Habt ihr sowas schonmal gesehen, oder kennt ihr sogar jemand der so etwas benutzt?
Würde mich brennend interessieren!

mfg


----------



## theLamer (30. Juli 2010)

*AW: PC Gehäuse als Passiv Kühler!*

Hm also erstmal ist das keine extreme Kühllösung und das Ding kommt auch schnell an seine Grenzen. Ohne OC mag das noch gehen, aber bei starken CPUs oder OC geht das Ding auch in die Knie, wie fast jeder Passivkühler.

Also ich kenne keinen der sowas benutzt, hab aber schon Tests dazu gelesen... und wäre es wirklich so toll, hätte es sich ja auch schon etabliert, da es im Gegensatz zur Lukü völlig lautlos ist.


----------



## Domowoi (30. Juli 2010)

*AW: PC Gehäuse als Passiv Kühler!*

Sowas hatte mein Kumpel mal im Kopf und er wollte das Gehäuse als ganzess nochmal Wasserkühlen.


----------



## watercooled (30. Juli 2010)

*AW: PC Gehäuse als Passiv Kühler!*

Ja ich weis das es keine Extremkühlung ist, aber ne Lukü isses auch nich, und ne Wakü erstrecht nich. Und da es nunmal kein Passiv-Forum gibt hab ich gedacht ich setz es mal hier rein.

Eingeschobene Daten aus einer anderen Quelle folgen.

PR #3382, opened 2020-04-28
[Trivial] Support boost 1.73

seelabs:
Resolves a new warning in boost 1.73 about adding the `_1`-like bind variables at global scope.

### DIFF
--- a/src/ripple/app/misc/detail/WorkSSL.h
+++ b/src/ripple/app/misc/detail/WorkSSL.h
@@ -25,8 +25,9 @@
 #include <ripple/core/Config.h>
 #include <ripple/net/HTTPClientSSLContext.h>
 #include <boost/asio/ssl.hpp>
-#include <boost/bind.hpp>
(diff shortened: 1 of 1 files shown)


src/ripple/app/misc/detail/WorkSSL.h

Wiso sollte das denn an seine Grenzen stoßen? Ich meine das Ding hat das Ganzegehäuse als Kühlfläche! Oder verstehe ich da was Falsch?


----------



## joraku (30. Juli 2010)

*AW: PC Gehäuse als Passiv Kühler!*

Es könnte an seine Grenzen stoßen weil die Wärmeenergie ja auch an die Luft im Gehäuse abgegeben wird und die Bauteile weiter aufheizt.
Und gibt diese Fläche von Metall (das Gehäuse) die Wärme so schnell an die Luft außenherum ab? Da müsste man vielleicht noch die Luft um das Gehäuse in Bewegung bringen damit nicht immer die gleiche Luft um das Gehäuse ist.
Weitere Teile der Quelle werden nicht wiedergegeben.